# Mac4Lin Suggestion Box..



## Dark Star (Dec 31, 2007)

Hi all
Post all the necessary suggestion in this thread .. Starting off 1'st can we have something like this in Mac4Lin .5 ? Taken from here .. This Blue Mac logo and curved panel look awesome  Taken from here 
The current theme is not Gnome 2.2 compatible  So can we see something like this in .5 ?


                                                      *www.imgx.org/pthumbs/large/4240/54851-1.jpeg​


----------



## Dark Star (Jan 1, 2008)

Bump


----------



## phreak0ut (Jan 1, 2008)

Good suggestion. I love the color!


----------



## abhinandh (Jan 2, 2008)

guys thats the older mac osx 10.4 and not 10.5.i think you cannot see it in mac4lin future versions.new osx screenshot

*skattertech.com/media/2007/10/apple-os-x-leopard-screenshot.jpg


----------



## infra_red_dude (Jan 2, 2008)

Oops! Sorry guys... been a bit busy. Yeah you could post all the requests in this thread 

@Shashwat
1) I'm avoiding bundling the Apple logo as it may create problems. However, if you still want it then I'll tell you how to use it in the icon theme. I can't include it in Mac4Lin for distribution.

2) The curved panel, unfortunately, can't be had in Mac4Lin ver.0.4 and later. This is coz from 0.4 Mac4Lin has support for MacMenu GTK hack. Curved bars can't be used there. To maintain theme consistency I can't use the curved background. 

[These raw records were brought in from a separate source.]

PR #1820, opened 2021-04-07
chore: adjust import statement

JayFate:
Signed-off-by: pengjie <37610029@qq.com>


src/descriptorCache.ts
```diff
@@ -1,6 +1,5 @@
 import * as fs from 'fs'
-import { SFCDescriptor } from '@vue/compiler-sfc'
-import { parse } from '@vue/compiler-sfc'
+import { SFCDescriptor, parse } from '@vue/compiler-sfc'
```
sodatea, line 2: It's better to change the first statement to `import type` than to merge them. They are different types of imports.

sodatea (changes requested):

PR #750, opened 2018-12-16
Generate ComboBox::set_active by hand

### LINKED ISSUE #749: Combobox::set_active should take an option
The docs say that [set_active](https://gtk-rs.org/docs/gtk/trait.ComboBoxExt.html#tymethod.set_active) will deactivate the current one if the given value is `-1`. `Option` seems better in rust case.

GuillaumeGomez:
Fixes #749 

cc @EPashkin @sdroege

### DIFF
--- a/src/auto/combo_box.rs
+++ b/src/auto/combo_box.rs
@@ -136,8 +136,6 @@ pub trait ComboBoxExt {
 
     fn popup_for_device<P: IsA<gdk::Device>>(&self, device: &P);
 
-    fn set_active(&self, index_: i32);
-
     fn set_active_id<'a, P: Into<Option<&'a str>>>(&self, active_id: P) -> bool;
 
     fn set_active_iter<'a, P: Into<Option<&'a TreeIter>>>(&self, iter: P);
@@ -169,6 +167,8 @@ pub trait ComboBoxExt {
     fn set_title(&self, title: &str);
 
     fn set_wrap_width(&self, width: i32);
+
+    fn set_property_active(&self, active: i32);
 
     fn get_property_cell_area(&self) -> Option<CellArea>;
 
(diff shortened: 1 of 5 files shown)


src/combo_box.rs
```diff
@@ -0,0 +1,24 @@
+// Copyright 2018, The Gtk-rs Project Developers.
+// See the COPYRIGHT file at the top-level directory of this distribution.
+// Licensed under the MIT license, see the LICENSE file or <http://opensource.org/licenses/MIT>
+
+use ComboBox;
+use ffi;
+use glib::object::IsA;
+
+pub trait ComboBoxExtManual {
+    fn set_active<'a, P: Into<Option<u32>>>(&self, index_: P);
```
EPashkin: `'a` is really needed ?

EPashkin:
`ComboBoxExtManual` need be in prelude, and old function ignored

src/combo_box.rs
sdroege: No, and I'm surprised it's not a compiler warning :)

sdroege:
looks good to me apart from what @EPashkin said

GuillaumeGomez:
I completely forgot to commit all files, sorry...

EPashkin:
Why don't ignore property getter and setter?
```
    [[object.property]]
    name = "active"
    #manual Option
    generate = ["notify"]
```

src/auto/combo_box.rs
```diff
@@ -447,6 +435,20 @@ impl<O: IsA<ComboBox> + IsA<glib::object::Object> + glib::object::ObjectExt> Com
         }
     }
 
+    fn get_property_active(&self) -> i32 {
```
sdroege: The property functions should disappear (but notify should stay), otherwise looks good to me

EPashkin:
@GuillaumeGomez thanks, 👍

PR #751, opened 2019-01-04
Update BoolError constructions

fengalin:
See https://github.com/gtk-rs/glib/pull/419


GuillaumeGomez:
Seems good to me. Thanks!

EPashkin:
@fengalin Thanks again.
If no changes in generated code, then update sub-modules not needed and only cause nightly CI failure on "make regen_check"

fengalin:
@EPashkin, yes of course! Sorry about that.

PR #752, opened 2019-01-06
Ignore some more problematic functions

GuillaumeGomez:
They all need to be generated by hands.

cc @EPashkin @sdroege

### DIFF
--- a/Gir.toml
+++ b/Gir.toml
@@ -678,6 +678,22 @@ status = "generate"
     name = "set_can_store"
     #array with size
     ignore = true
+    [[object.function]]
+    name = "request_targets"
+    #array with size
+    ignore = true
+    [[object.function]]
+    name = "request_uris"
+    #array with size
+    ignore = true
+    [[object.function]]
+    name = "set_with_data"
+    #array with size
+    ignore = true
+    [[object.function]]
+    name = "set_with_owner"
+    #array with size
+    ignore = true
 
 [[object]]
 name = "Gtk.ColorChooser"
@@ -1505,6 +1521,9 @@ status = "generate"
         const = true
     [[object.signal]]
     name = "insert-text"
+    ignore = true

With a bit of hacking you can get the curved panel background. If you guys want it then I'll test and post the files in the Mac4Lin thread. But it wouldn't be included in any distribution. Do lemme know if you guys want it.

The second reason is that since Mac4Lin will give you Leopard like interface, the curved panel is no longer available.

All components of Mac3Lin ver.0.3a and above are compatible with both GNOME 2.20 and GNOME 2.18 and haf been fully tested.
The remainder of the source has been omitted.